Port HDF5 application program to cloud


#1

I wrote a parallel C program that uses HDF5 to write and read data (using parallel HDF) on a local filesystem, and wish to port this to the cloud. What resources should I consult on how to port my program to the cloud using HSDS? I am not familiar with containers or how to program for them, so any pointers for that aspect as well would be helpful. I attended the Allotrope webinar and I asked this question; they mentioned Kita Lab as the best way to get started, however, the only information I can find on it is a brief FAQ.


#2

Hi @lnp, you might be interested in the HDF5 REST VOL Connector, which is under development. The REST VOL connector is a plugin for HDF5 that can allow HDF5 C applications to write to/read from HSDS directly. While the connector is not quite HDF5 feature-complete and has not yet been tested with parallel HDF5, we are certainly interested in having more people test the connector and give feedback on what works and doesn’t work for them.


#3

@jhenderson, absolutely am interested in testing the REST VOL connector with the H5s scanner. Would be building on Windows 10.

  • Do I build the VOL plugin using the master or hdf5_1_12_update branch?

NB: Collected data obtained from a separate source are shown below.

PR #2483, opened 2025-06-11
Remove buttons for Medical Examination, Detail description, and ID inspection.

Stonetear:
# Description
Removes the annoying verbs for inspecting someone's character description or health status.

Screenshot from 2025-06-10 18-47-26

Also renames file `DetailExaminableystem.cs` to `DetailExaminableSystem.cs`.

---

# TODO
[ ] Integrate ID inspection into the Inspection tooltip
[ ] Consider changing detail description components to be Shared instead of Server, which would remove the delay.
[ ] Change character detail descriptions to display the first 3 lines of a character description, then also have the button for particularly long-winded descriptions on their own page.

---

# Changelog

:cl: Stonetear
- tweak: Medical examination, ID examination, and Detail examination no longer require additional clicks.


Erisfiregamer1 (changes requested):
If you're going to do this then it'd be worthwhile to move it to Shared.

Also, can you make it so that the old behaviour is still available for the future? I *would* like to be able to keep adding buttons to the description for longer additions.

Erisfiregamer1:
> > If you're going to do this then it'd be worthwhile to move it to Shared.
> > Also, can you make it so that the old behaviour is still available for the future? I _would_ like to be able to keep adding buttons to the description for longer additions.
> 
> This doesn't belong in shared. Sending ID name is done by the server regardless(since it only has the data) Not to mention it might cause race condition on any other system that is reliant on server-data

I see then.

WhiteHusky:
Might want to add a hint that the player should move closer for a detailed examination in some small text in the examination (if the component is there.)

PR #2485, opened 2025-06-12
Fix Mailing Units (space-wizards/space-station-14#30174 + Other)

WhiteHusky:
# Description

_Upstream: space-wizards/space-station-14#30174_

This fixes mailing units so their UI works again alongside their sprites. It also adds a convenience feature to reset the destination on send since it can trip up players as it makes sense to put in an item _then_ choose a location.

# Changelog

:cl:
- fix: Mailing Unit UI is now fixed
- fix: Mailing Units' no longer use the wrong sprite when charging
- tweak: Mailing Units clear target on send or selecting the same target


WhiteHusky:
On the by, this was downstream'd on Fansana/floofstation1#831 and, anecdotally by me, has fixed the units so they can be useful again for inter-department mailing with units.

PR #2488, opened 2025-06-17
Psionic Refactor V4

VMSolidus:
# Description

This PR refactors Psionics code in order to open it up to significantly more modularity, by making extensive use of some of the strongpoints of ECS code. The general gist of what I'm trying to do is make it so that the Psionic Component generally only acts in its capacity as a mediator for these systems to all have a consistent basis to interact with each other, and should not contain logic for modifying itself- rather it should include a hierarchy of events and subscriptions that give a consistent order of operations which other components can hook into and make their needed modifications to the PsionicComponent. 

The important breaking changes are that Potentia, Glimmer, and the new Neural Heat mechanic are all separate components from the Psionic Component, and may be included or omitted as-desired by simply adding the components needed. These three systems would themselves also have an event-subscription model, where the actual logic is handled by further smaller components which only perform a single task.

Neural Heat is being introduced as a new mechanic that allows for more personal consequences to be added for psicasting, although in this PR it will largely be unused outside of the basic implementation to establish its required math.

# TODO

- [ ] New handling for "Psi-Caster Prototypes", which are a way of quickly assembling a desired psionic user from premade yml lists. 
- [ ] Separate Potentia into its own system-component hierarchy.
- [ ] Separate out Glimmer generation into its own system-component hierarchy
- [ ] Neural Heat mechanic as its own system-component hierarchy.
- [ ] Rework psionic powers themselves to use new event-subscription for letting components be responsible for interacting with the powers in a generalizable manner.
- [x] Refactor innate powers to use the new init ordering. 
- [x] Add discreet event and subscription hierarchy for Psionic Component initialization.

<p>

Example Media Embed

</p>
</details>

# Changelog

Fill the changelog later.
:cl:
- add: Added fun :D
- tweak: Tweaked fun
- fix: Fixed fun!
- remove: Removed fun :(


a-person5660:
psionic refactor 4: electric boogaloo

H5s is at HDF5 1.12.0.
  • My working understanding is that existing HDF Servers with preloaded data are provided as part of Kita and they are available for initial testing. Do any have public endpoints or is a Kita account required?

#4

Hi @inp,

For KitaLab, are you referring to this page: https://www.hdfgroup.org/hdfkitalab/, which links to the FAQ? Let us know what additional information might be helpful to add to the FAQ. Since KitaLab uses the popular JupyterLab platform, there’s lots of information on the web if you are a new to Jupyter user. Example: https://www.youtube.com/watch?v=Gzun8PpyBCo.

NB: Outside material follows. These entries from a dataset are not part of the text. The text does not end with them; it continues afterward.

PR #2502, opened 2025-07-11
Fix Traits Anticheat

VMSolidus:
# Description

Traits Anticheat was not accounting for traits having variable slot occupancy, and was treating the "0 slot traits" as if they always had a slot cost of 1. This PR corrects this by making it count the actual slot costs of traits for the purpose of checking for illegal totals.

# Changelog

:cl:
- fix: Fixed a bug with Traits Anticheat incorrectly triggering if the player had selected enough 0 slot traits.


Erisfiregamer1 (approved):
Speedmerge this shit immediately

PR #2506, opened 2025-07-17
Fix SpaceWindv5 Wall Smoothing

VMSolidus:
# Description

There was a math error in the "wall smoothing" step of space wind hiding in plain sight which was causing the "Wall Bugs", this PR fixes that. Behold in all its video proofy glory.

https://github.com/user-attachments/assets/91e87324-b3a9-4d08-bca7-365b64c4888c

# Changelog

:cl:
- fix: Finally completed Space Wind V5's airflow math. It no longer produces extremely inconsistent airflow values in and around airlocks and walls.


Erisfiregamer1 (approved):
:+1:

PR #2513, opened 2025-07-24
better magboots sprites

Ghost581X:
now they shouldn't stick out awkwardly while in hardsuits
port from hurrot

image


Erisfiregamer1 (approved):
Wait, that's an unrelated fail. What am I doing?

PR #2526, opened 2025-08-06
Psionic overhaul

bunnygirlHyacinth:
# Description

added new toys for the justicar, a special pair of gloves and a mask. this is also going to be used for the sorcerer antag eventually

---

# Changelog

:cl:
- add: enchanter gloves
- add: sorcerer mask ( real and fake versions )
- add: both items available in justicar loadout for a total of 15 points all together


bunnygirlHyacinth:
SORRY WRONG BUTTON

PR #2527, opened 2025-08-06
Mollytesting

starmynx:
# Description

Copied the drinks.ftl file from its original location in prototypes to a new location in the en/us section of the locale folder. the originally misplaced file remains in case it is needed in its original location and because I already made the commit so here we are bleh.

# Changelog

:cl:
- tweak: copied the name and description file for the vodka soyjack to a new location to fix it not working.


Erisfiregamer1:
The everpresent fault of pressing the wrong god damn button when PRing your changes...

PR #1851, opened 2016-07-20
Use JavaDoubleRDD instead of JavaRDD<Double> to make computing sum, mean more efficient

srowen:
A tiny change for your consideration. For computing a mean or sum over an RDD of doubles, it's not necessary to pull the whole RDD back to the driver, and also count it, and compute manually. It can be computed directly in the cluster.


srowen:
Whoa, thanks for the world record fast merge!

jpatanooga:
keep these suggestions coming, we know we have a lot of ways to get better in the area of spark. thanks for the PR.

PR #1931, opened 2016-08-02
Minor fixes around dl4j

raver119:
Minor fixes around dl4j:

- changes to spark w2v tests


saudet:
Use the testresources profile, don't add it as a dependency

PR #1936, opened 2016-08-04
Remove canova from instructions

vladimir-nazarenko:
Now canova is not required for build.
@saudet


saudet:
Thanks! Actually been renamed to datavec...

saudet:
Looks good, thanks!

Issue #1328, opened 2016-03-28
toString methods serialize collections


elusive-code:
Version: 0.4-rc3.8

Some classes has toString method implementation that includes collections, which might cause signinficant performance issues, when these collections are big.
It might be an especially nasty problem when third-party libraries involved. 
And it is quite common to use toString method for logging.
Not to mention it makes IDE crawl away crying.

In my case I used word2vec on several dictionaries (including morphological: couple hundreds thousands lexemes, several million words).

In particular, when I added hibernate, at some point
`org.deeplearning4j.models.embeddings.inmemory.InMemoryLookupTable#toString`
was invoked, and took like half an hour, because it writes full vocabulary and all other collections.
(Then it crashed with OutOfMemoryException).

Classes with suspicous looking toString methods:
```
org.deeplearning4j.models.embeddings.inmemory.InMemoryLookupTable (this one definitely has a problem)

org.deeplearning4j.models.word2vec.wordstore.inmemory.InMemoryLookupCache
org.deeplearning4j.text.documentiterator.LabelledDocument

org.deeplearning4j.models.sequencevectors.sequence.Sequence
org.deeplearning4j.models.word2vec.wordstore.VocabularyWord
org.deeplearning4j.models.word2vec.VocabWord

org.deeplearning4j.berkeley.PriorityQueue
org.deeplearning4j.eval.ConfusionMatrix
org.deeplearning4j.nn.conf.MultiLayerConfiguration
org.deeplearning4j.nn.conf.MultiLayerConfiguration.Builder
org.deeplearning4j.nn.layers.BaseLayer
org.deeplearning4j.nn.layers.feedforward.autoencoder.recursive.Tree
org.deeplearning4j.util.Index
```

vladimir-nazarenko:
Would it be appropriate to return a subset of the collection from toString? Like when we got less than  1001 elements, return all of them, otherwise return first 1000 and ellipsis.

raver119:
Nah, just exclude vocabulary itself. There's no sense printing it out.

raver119:
^^^
That refers to InMemoryLookupTable obviously.

There's no practical sense in printing out vocab and syn0/syn1 fields. They just may be way to big. However, there's not too much sense using toString() on IMLT as well.. :)

vladimir-nazarenko:
@raver119, well, if I were debugging something in this class, would have been glad to see all the contents, but if you say so, I have no objections

raver119:
[...]

PR #1956, opened 2016-08-06
Fix for #1328

vladimir-nazarenko:
Attempted to fix https://github.com/deeplearning4j/deeplearning4j/issues/1328
I did my best to guess whether omitting some fields from toString is appropriate, but still I'm not sure, so be careful.


raver119:
Thanks!

PR #1960, opened 2016-08-07
properly count iterations

akhodakivskiy:
Currently HistogramIterationListener prints every single iteration to the UI. This slows training quite a bit.


deeplearning4j-ui-parent/deeplearning4j-ui/src/main/java/org/deeplearning4j/ui/weights/HistogramIterationListener.java
```diff
@@ -98,7 +101,9 @@ public void invoke() {
 
     @Override
     public void iterationDone(Model model, int iteration) {
-        if(iteration % iterations == 0) {
+        if(curIteration % iterations == 0) {
+            curIteration += 1;
```
AlexDBlack: This should be outside of the if statement, not inside? Otherwise, it'll never be updated thereafter...

akhodakivskiy: Right you are right - fixed. Thanks!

KitaLab is primarily designed for running Python notebooks that execute in the AWS datacenter - i.e. latency to the server is reduced and throughput is greater than you would get accessing the server from your desktop. To experiment with the REST VOL, probably the easiest method would be to just run HSDS on your desktop using your local disk for storage. Once you get things running there it will be easy to scale up to code running in the cloud and storing your data in S3.

We have instructions for desktop setup here: https://github.com/HDFGroup/hsds/blob/master/docs/docker_install_posix.md. Unfortunately you’ll need to tweak some of the steps for running on Windows, but I don’t think there should be any major issues. Let us know how it goes!


#5

Hi @rhs,

Great! For now, you should build the VOL plugin with the hdf5_1_12_update branch until it gets merged to master. It contains some things that the master branch is missing for compatibility with the HDF5 1.12.0 release. As @jreadey mentioned, it would probably be easiest to setup HSDS locally if you’re mostly just interested in doing some quick testing first before considering moving to the cloud.


#6

Thank you for the information. Right now I am just collecting information about to tackle this problem; it seems like the REST VOL connector is a promising place to start.


#7

Yes, that looks like the page. I should have added I am using Linux, but as I am not using Python it seems KitaLab is not the right approach for me, which is disappointing because the reduction of latency is very appealing indeed! Since I don’t have full access to AWS yet on a scale that my program needs, the experimentation on my desktop is the right way to go.

Thanks for the explanation and suggestions.